EXERCISE AIM:
Among the records below, how many lines contain the word "Verify"? The answer is a single number.

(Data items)
BEGIN
PR #26106, opened 2026-06-08
fix(Scripts/Ulduar): prevent Mimiron from evading during outro and fix chest despawn

Chinoske:
https://github.com/user-attachments/assets/88026554-f3c3-408f-a146-38b6acf3e38f

## Changes Proposed

Three bugs in the Mimiron encounter in Ulduar:

**1. Outro evade bug (`boss_mimiron.cpp`)**

After Mimiron is defeated, `SetFaction(FRIENDLY)` is called as part of the RP sequence. On the next `UpdateAI` tick, `SelectTargetFromPlayerList` returns `nullptr` (no hostile players), causing `EnterEvadeMode` to fire mid-outro — resetting the boss back to hostile and interrupting the RP.

Fix: introduce an `_outroStarted` bool flag set to `true` when `EVENT_FINISH` triggers. Both the out-of-combat evade check in `UpdateAI` and `EnterEvadeMode` are guarded with `!_outroStarted`, allowing the outro to complete without interruption.

---

**2. Chest spawn / loot loop fix (`instance_ulduar.cpp` + SQL)**

The chest was previously spawned via `Map::SummonGameObject()`. That path does not register the GO in any summon list and doesn't properly handle the loot → `GO_JUST_DEACTIVATED` → despawn lifecycle, causing items to regenerate infinitely on every open.

After multiple rounds of testing, the correct fix required two changes working together:

**C++ (`instance_ulduar.cpp`):**
- Changed from `instance->SummonGameObject()` to `mimiron->SummonGameObject()` with `respawnTime = DAY` and `GO_SUMMON_TIMED_DESPAWN`.
- Using `GO_SUMMON_TIMED_DESPAWN` keeps the chest independent of Mimiron's lifetime (no `Unit::AddGameObject()` call), so it persists through the outro.
- Using `respawnTime = DAY` triggers `go->SetSpellId(1)` inside `WorldObject::SummonGameObject`, which is required for the chest to reach `Delete()` in `GO_JUST_DEACTIVATED` (line 863 of `GameObject.cpp`: `else if (GetOwnerGUID() || GetSpellId())`).

**SQL (`data/sql/updates/pending_db_world/2026_06_17_00_gameobject_mimiron_chest_consumable.sql`):**
- Sets `data3 = 1` (consumable) on all four Mimiron chest entries (194789, 194956, 194957, 194958).
- Without this, `GameObject::Update()` in `GO_ACTIVATED` state calls `SetLootState(GO_READY)` for non-consumable chests with no restock timer (line 780 of `GameObject.cpp`), regenerating loot indefinitely.

The two fixes are interdependent:
- SQL alone: `GetSpellId() = 0` → `GO_JUST_DEACTIVATED` falls through to `SetLootState(GO_READY)` → still loops.
- C++ alone (with `respawnTime = DAY`): `GetSpellId() = 1` → `Delete()` triggered, but loot also regenerates in `GO_ACTIVATED` if `consumable = 0`.

This PR proposes changes to:
- [x] Scripts (`boss_mimiron.cpp`, `instance_ulduar.cpp`)
- [x] DB/world (`gameobject_template` consumable flag for Mimiron chests)

**AI-assisted Pull Requests**

## Issues Addressed

Related to #26107

## Tests Performed

## How to Test the Changes

1. Enter Ulduar and engage Mimiron (normal or hard mode, 10 or 25 man).
2. Defeat Mimiron — the outro RP sequence should play completely without him resetting or turning hostile again.
3. Verify the loot chest spawns and stays in the world after the outro ends.
4. Loot all items from the chest — the chest should despawn immediately once fully looted.
5. Verify the chest does not respawn and items do not regenerate.

### DIFF
--- a/data/sql/updates/pending_db_world/2026_06_17_00_gameobject_mimiron_chest_consumable.sql
+++ b/data/sql/updates/pending_db_world/2026_06_17_00_gameobject_mimiron_chest_consumable.sql
@@ -1,4 +1,0 @@
--- Mimiron chest entries (194789/194956/194957/194958) have chest.consumable (data3) = 0,
--- which causes the chest to restock loot indefinitely after being opened.
--- Set data3 = 1 so the chest is consumed (deleted) once fully looted.
-UPDATE `gameobject_template` SET `data3` = 1 WHERE `entry` IN (194789, 194956, 194957, 194958);
--- a/data/sql/updates/pending_db_world/2026_06_17_00_gameobject_mimiron_chest_consumable.sql
+++ b/data/sql/updates/pending_db_world/2026_06_17_00_gameobject_mimiron_chest_consumable.sql
@@ -1,0 +1,4 @@
+-- Mimiron chest entries (194789/194956/194957/194958) have chest.consumable (data3) = 0,
+-- which causes the chest to restock loot indefinitely after being opened.
+-- Set data3 = 1 so the chest is consumed (deleted) once fully looted.
+UPDATE `gameobject_template` SET `data3` = 1 WHERE `entry` IN (194789, 194956, 194957, 194958);
--- a/src/server/scripts/Northrend/Ulduar/Ulduar/boss_mimiron.cpp
+++ b/src/server/scripts/Northrend/Ulduar/Ulduar/boss_mimiron.cpp
@@ -270,10 +270,12 @@ struct boss_mimiron : public BossAI
             instance->SetBossState(BOSS_MIMIRON, DONE);
 
         _isEvading = false;
+        _outroStarted = false;
     }
 
     void Reset() override
     {
+        _outroStarted = false;
         _hardmode = false;
         _berserk = false;
         _achievProximityMine = false;
@@ -362,7 +364,7 @@ struct boss_mimiron : public BossAI
 
     void UpdateAI(uint32 diff) override
     {
-        if (!me->IsInCombat())
+        if (!me->IsInCombat() && !_outroStarted)
         {
             _outOfCombatTimer += diff;
             if (_outOfCombatTimer >= 10000)
@@ -374,11 +376,14 @@ struct boss_mimiron : public BossAI
             return;
         }
 
-        Position p = me->GetHomePosition();
-        if (me->GetExactDist(&p) > 80.0f || !SelectTargetFromPlayerList(150.0f))
+        if (!_outroStarted)
         {
-            EnterEvadeMode(EVADE_REASON_OTHER);
-            return;
+            Position p = me->GetHomePosition();
+            if (me->GetExactDist(&p) > 80.0f || !SelectTargetFromPlayerList(150.0f))
+            {
+                EnterEvadeMode(EVADE_REASON_OTHER);
+                return;
+            }
         }
 
         events.Update(diff);
@@ -735,6 +740,7 @@ struct boss_mimiron : public BossAI
                         if (Creature* computer = me->SummonCreature(NPC_COMPUTER, 2746.7f, 2569.44f, 410.39f, 0.0f, TEMPSUMMON_TIMED_DESPAWN, 1000))
                             computer->AI()->Talk(TALK_COMPUTER_TERMINATED);
 
+                    _outroStarted = true;
                     events.Reset();
                     events.ScheduleEvent(EVENT_STAND_UP_FRIENDLY, 6s);
                 }
@@ -752,7 +758,7 @@ struct boss_mimiron : public BossAI
                 // spawn chest
                 if (uint32 chestId = (_hardmode ? RAID_MODE(GO_MIMIRON_CHEST_HARD, GO_MIMIRON_CHEST_HERO_HARD) : RAID_MODE(GO_MIMIRON_CHEST, GO_MIMIRON_CHEST_HERO)))
                 {
-                    if (GameObject* go = me->SummonGameObject(chestId, 2744.65f, 2569.46f, 364.397f, 0, 0, 0, 0, 0, 0))
+                    if (GameObject* go = me->SummonGameObject(chestId, 2744.65f, 2569.46f, 364.397f, 0, 0, 0, 0, 0, 0, true, GO_SUMMON_TIMED_DESPAWN))
                     {
                         go->ReplaceAllGameObjectFlags((GameObjectFlags)0);
                         go->SetLootRecipient(me->GetMap());
@@ -780,6 +786,8 @@ struct boss_mimiron : public BossAI
 
     void EnterEvadeMode(EvadeReason why) override
     {
+        if (_outroStarted)
+            return;
         if (_isEvading)
             return;
         _isEvading = true;
@@ -907,6 +915,7 @@ struct boss_mimiron : public BossAI
 
 private:
     bool _isEvading;
+    bool _outroStarted;
     bool _hardmode;
     bool _berserk;
     bool _achievProximityMine;
--- a/src/server/scripts/Northrend/Ulduar/Ulduar/boss_mimiron.cpp
+++ b/src/server/scripts/Northrend/Ulduar/Ulduar/boss_mimiron.cpp
@@ -755,15 +755,6 @@ struct boss_mimiron : public BossAI
                 Talk(SAY_V07TRON_DEATH);
                 me->HandleEmoteCommand(EMOTE_ONESHOT_TALK);
                 instance->SetBossState(BOSS_MIMIRON, DONE);
-                // spawn chest
-                if (uint32 chestId = (_hardmode ? RAID_MODE(GO_MIMIRON_CHEST_HARD, GO_MIMIRON_CHEST_HERO_HARD) : RAID_MODE(GO_MIMIRON_CHEST, GO_MIMIRON_CHEST_HERO)))
-                {
-                    if (GameObject* go = me->SummonGameObject(chestId, 2744.65f, 2569.46f, 364.397f, 0, 0, 0, 0, 0, 0, true, GO_SUMMON_TIMED_DESPAWN))
-                    {
-                        go->ReplaceAllGameObjectFlags((GameObjectFlags)0);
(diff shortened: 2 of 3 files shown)


Fazzul:
Can confirm this worked:
image

Server Debug print:
```
AC> .server debug
AC> AzerothCore rev. 98e7a05caa68+ 2026-06-16 15:06:56 -0500 (master branch) (Unix, RelWithDebInfo, Static)
Connected players: 1. Characters in world: 1.
Connection peak: 1.
Server uptime: 4 minute(s) 55 second(s)
|- Mean: 6ms
|- Median: 2ms
|- Percentiles (95, 99, max): 17ms, 50ms, 334ms
Using SSL version: OpenSSL 3.0.13 30 Jan 2024 (library: OpenSSL 3.0.13 30 Jan 2024)
Using Boost version: 1.83.0
Using CMake version: 3.28.3
Using MySQL version: 80046
Found MySQL Executable: /usr/bin/mysql
Compiled on: Linux 6.17.0-35-generic
MMAPs status: Enabled
maps directory located in ./maps. Total size: 291014951 bytes
vmaps directory located in ./vmaps. Total size: 657797442 bytes
mmaps directory located in ./mmaps. Total size: 2192760616 bytes
Default DBC locale: enUS.
Latest CharacterDatabase update: 2026_06_01_00.sql
Latest WorldDatabase update: 2026_06_16_07.sql
LoginDatabase queue size: 0
WorldDatabase queue size: 0
No modules are enabled
```
Only changes were the ones in the MR

Nyeriah:
The instance should spawn the chest instead so it doesn't go away if the boss evades, resets or despawns (as objects get removed from world when the creature object is destroyed)

Chinoske:
Good point @Nyeriah. Updated — the chest is now spawned by the InstanceScript via `Map::SummonGameObject` in the `SetBossState(BOSS_MIMIRON, DONE)` handler, completely decoupled from the creature lifetime. Hardmode is queried from the boss AI (`GetData(1)`) at the moment DONE fires, while the creature is still alive.

```cpp
// instance_ulduar.cpp — SetBossState handler
if (type == BOSS_MIMIRON && state == DONE)
{
    bool hardmode = false;
    if (Creature* mimiron = GetCreature(BOSS_MIMIRON))
        hardmode = mimiron->AI()->GetData(1) != 0;
    uint32 chestId = hardmode
        ? RAID_MODE(GO_MIMIRON_CHEST_HARD, GO_MIMIRON_CHEST_HERO_HARD)
        : RAID_MODE(GO_MIMIRON_CHEST, GO_MIMIRON_CHEST_HERO);
    if (GameObject* go = instance->SummonGameObject(chestId, 2744.65f, 2569.46f, 364.397f, 0, 0, 0, 0, 0, 0))
    {
        go->ReplaceAllGameObjectFlags((GameObjectFlags)0);
        go->SetLootRecipient(instance);
    }
}
```

The chest spawn is removed from `boss_mimiron.cpp` entirely.

Fazzul:
Should all the keepers chests be done like this? I think I saw a similar thing when Freya de-spawned

Chinoske:
## Additional bug found: chest infinite loot / no despawn

During in-game testing a second bug was discovered: after killing Mimiron and looting the spawned chest, the chest **did not despawn** and items (including Emblems of Triumph) kept regenerating on every open — effectively granting infinite loot.

**Root cause:** The previous code called `Map::SummonGameObject()` with `respawnTime=0`. That variant does not register the GO in the creature's summon list and does not wire up the loot → `GO_JUST_DEACTIVATED` → despawn lifecycle that boss chests rely on.

**Fix applied:**
- Replaced `instance->SummonGameObject(...)` with `mimiron->SummonGameObject(...)` (`WorldObject` variant), which correctly tracks the GO in the summoner's list.
- Changed the summon type from `0` to `GO_SUMMON_TIMED_DESPAWN` so the GO despawns once fully looted.
- Since `mimiron` is now required for both the hardmode check and the summon call, the entire block is nested inside the `if (Creature* mimiron = GetCreature(BOSS_MIMIRON))` guard.

Hope this fix resolves it — will update after further testing.

Chinoske:
## Fix confirmed working ✓

After several rounds of debugging, the chest loot loop is now resolved. Summary of what was found:

### Root cause (two-part)

**Part 1 — Non-consumable chest (`gameobject_template.data3 = 0`):**
In `GameObject::Update()` during `GO_ACTIVATED` state (line 780):
```cpp
if (GetGOInfo()->chest.consumable == 0 && GameTime::GetGameTime() >= m_restockTime)
{
    m_lootState = GO_READY; // restock loot infinitely
}
```
All four Mimiron chest entries had `consumable = 0`, so loot regenerated on every open.

**Part 2 — Missing `SetSpellId` on the summoned GO:**
In `GameObject::Update()` during `GO_JUST_DEACTIVATED` (line 863):
```cpp
else if (GetOwnerGUID() || GetSpellId())
{
    SetRespawnTime(0);
    Delete(); // ← only path that removes the summoned chest
}
```
With `respawnTime = 0`, `WorldObject::SummonGameObject` never calls `go->SetSpellId(1)`, so `GetSpellId()` returns 0 and this block is skipped — the chest falls through to `SetLootState(GO_READY)` instead of being deleted.

### Final fix

- **C++**: `mimiron->SummonGameObject(..., DAY, true, GO_SUMMON_TIMED_DESPAWN)` — `respawnTime = DAY` ensures `SetSpellId(1)` is called; `GO_SUMMON_TIMED_DESPAWN` keeps the chest independent of Mimiron's lifetime.
- **SQL**: `UPDATE gameobject_template SET data3 = 1 WHERE entry IN (194789, 194956, 194957, 194958)` — marks chests as consumable so the restock path is never entered.

In-game test confirmed: chest spawns after kill, items are lootable once, chest despawns immediately when fully looted. No loot regeneration.

Chinoske:
@coderabbitai full review

Chinoske:
Refactor: replaced the manual `is25man = instance->GetDifficulty() == RAID_DIFFICULTY_25MAN_NORMAL` check with `instance->Is25ManRaid()` (the exact pattern this same file uses at line 1037, and what `boss_thorim.cpp` uses for its identical hard/normal chest-selection case). Small correctness bonus: `Is25ManRaid()` internally checks `_difficulty & RAID_DIFFICULTY_MASK_25MAN`, so it correctly covers 25-man heroic too — the original `==` comparison against only `RAID_DIFFICULTY_25MAN_NORMAL` would have silently treated that enum value as 10-man.

(First pushed a version using `RAID_MODE(...)` since that's what the original pre-move code in `boss_mimiron.cpp` used — turns out that macro lives on `ScriptedAI`/`BossAI`, not `InstanceScript`, so it wouldn't have compiled in this context. Caught it locally and pushed the corrected version instead.)

Compile-verified locally (both versions, so the mistake never made it further than my own build). Didn't do a full Mimiron kill retest since the change is a value-equivalent substitution for all currently reachable difficulties (10N/25N/10H — Ulduar doesn't have a 25H equivalent in WotLK) — happy to do a full encounter retest if preferred before merge.

Rorschach91:
CC: @Nyeriah

Nyeriah:
Can't update gameobject_template fields, they are sniffed
Instead set respawn time when the chest spawns to 7 days (like similar chests in other raids)

Chinoske:
@Nyeriah thanks — makes sense, fixed. Removed the SQL entirely and replaced it with the same pattern used by other raid boss chests in the codebase (Four Horsemen in Naxxramas, several ICC spots, Oculus): plain \`Map::SummonGameObject\` with \`respawnTime=0\`, then explicit \`SetRespawnTime(7 * DAY)\` right after spawning. Also switched back to \`instance->SummonGameObject\` (Map variant) since the \`WorldObject\`-variant \`GO_SUMMON_TIMED_DESPAWN\` summon type isn't needed anymore.

Will retest the full kill in-game to confirm the chest no longer restocks with this approach (haven't re-tested live yet after this change).

Chinoske:
Update: live-tested the \`SetRespawnTime(7 * DAY)\` version and it did **not** actually fix the restock bug — the chest still restocked after being fully looted. Traced through \`GameObject::Update()\`'s \`GO_JUST_DEACTIVATED\` handler to find out why:

\`\`\`cpp
bool isSummonedAndExpired = (GetOwner() || GetSpellId()) && m_respawnTime == 0;
if ((chest || goober) && !IsDespawnAtAction() && !isSummonedAndExpired)
    { /* restock path — the bug */ }
else if (GetOwnerGUID() || GetSpellId())
    { SetRespawnTime(0); Delete(); return; } // what we actually want
\`\`\`

Reaching the `Delete()` branch requires `GetSpellId() != 0` **and** `m_respawnTime == 0` at the same time. `SetRespawnTime(7 * DAY)` sets `m_respawnTime` to a nonzero value, which keeps `isSummonedAndExpired` false and routes right back into the restock branch — no respawn duration would ever reach `Delete()` this way.

Checked why Four Horsemen's chest (the reference pattern) actually works: its `gameobject_template.chest.consumable` is natively sniffed as `1` (confirmed via DB query on both `181366`/`193426`), so `IsDespawnAtAction()` is already true for it regardless of `m_respawnTime` — the `SetRespawnTime` call there isn't what's preventing the restock. Mimiron's 4 chest entries are natively sniffed `consumable=0`, so that reference pattern doesn't transfer over even though the code shape looks identical.

Fixed by calling `go->SetSpellId(1)` after summoning (a public setter, no DB touch) instead of `SetRespawnTime`, and not calling `SetRespawnTime` at all so `m_respawnTime` stays `0` — satisfies both `isSummonedAndExpired` conditions and reaches `Delete()`. Live-tested and confirmed: the chest now properly disappears once fully looted instead of restocking.

Nyeriah:
Sorry, the AI is getting too noisy. I think the context got too polluted. I have no such issue you described, maybe you have GM mode on when looting the chest. Anyway, this is what I have been trying to say: https://github.com/azerothcore/azerothcore-wotlk/pull/26498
END
RESPONSE AREA:
2